Si, malgré tout, la vague épidémique enflait au point de déborder les services hospitaliers? Le CCNE recommande la mise en place de «cellules éthiques de soutien» dans les hôpitaux français. Ces instances, composées d’experts scientifiques et de membres de la société civile, pourraient «conforter ou décharger les équipes soignantes d’un très lourd fardeau», estime Pierre Delmas-Goyon, tout en permettant «une bonne acceptabilité» sociétale des décisions.

La Suisse, sur ce plan, a une longueur d’avance. «Depuis des années, tous nos hôpitaux universitaires et cantonaux se sont dotés d’un Service de soutien éthique en médecine. Ces services comptent aussi des membres de la société civile», indique Samia Hurst. Plusieurs sont en train de «s’organiser pour faire face à l’épidémie de Covid-19».

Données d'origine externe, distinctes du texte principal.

PR #3365, opened 2026-02-05
Migration of checkout to inertia

yashranaway:
Issue: #3042
Fixes: #3042

Previous PR: #3081, #3160

# Description

## Problem

The checkout page currently uses React on Rails with ERB templates, which is inconsistent with our ongoing migration to Inertia.js. This creates maintenance overhead and prevents us from leveraging Inertia's benefits like simplified data passing and better SPA-like navigation.

## Solution

Migrate the public checkout page from React on Rails to Inertia while preserving all existing functionality:

- Move checkout logic from `server-components/CheckoutPage.tsx` to `components/Checkout/CheckoutPageContent.tsx`
- Create new Inertia page at `pages/Checkout/Index.tsx` with `disableLayout = true`
- Update controller to use `render inertia:` instead of ERB + react_component
- Delete the old ERB view, server component, SSR registration, and checkout pack
- Update tests to use Inertia test helpers with actual prop value assertions

---

# Before/After

## Before

https://github.com/user-attachments/assets/a12ae8b0-f4a1-4701-8dac-509acd142f6d

## Logged out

Les paramètres sont les mêmes pour tout le monde, quels que soient le statut social, la religion, le lieu d’habitation

Samia Hurst, médecin et éthicienne

Pour diminuer le risque d’arbitraire, aucune décision ne doit être prise par une seule personne. Un article publié dans le British Medical Journal du 9 mars insiste sur ce point pour «garantir la cohérence, l’équité et la transparence» des décisions. «Les critères de tri doivent être transparents et publiquement accessibles. Chaque décision doit être traçable et ses raisons documentées», abonde Samia Hurst.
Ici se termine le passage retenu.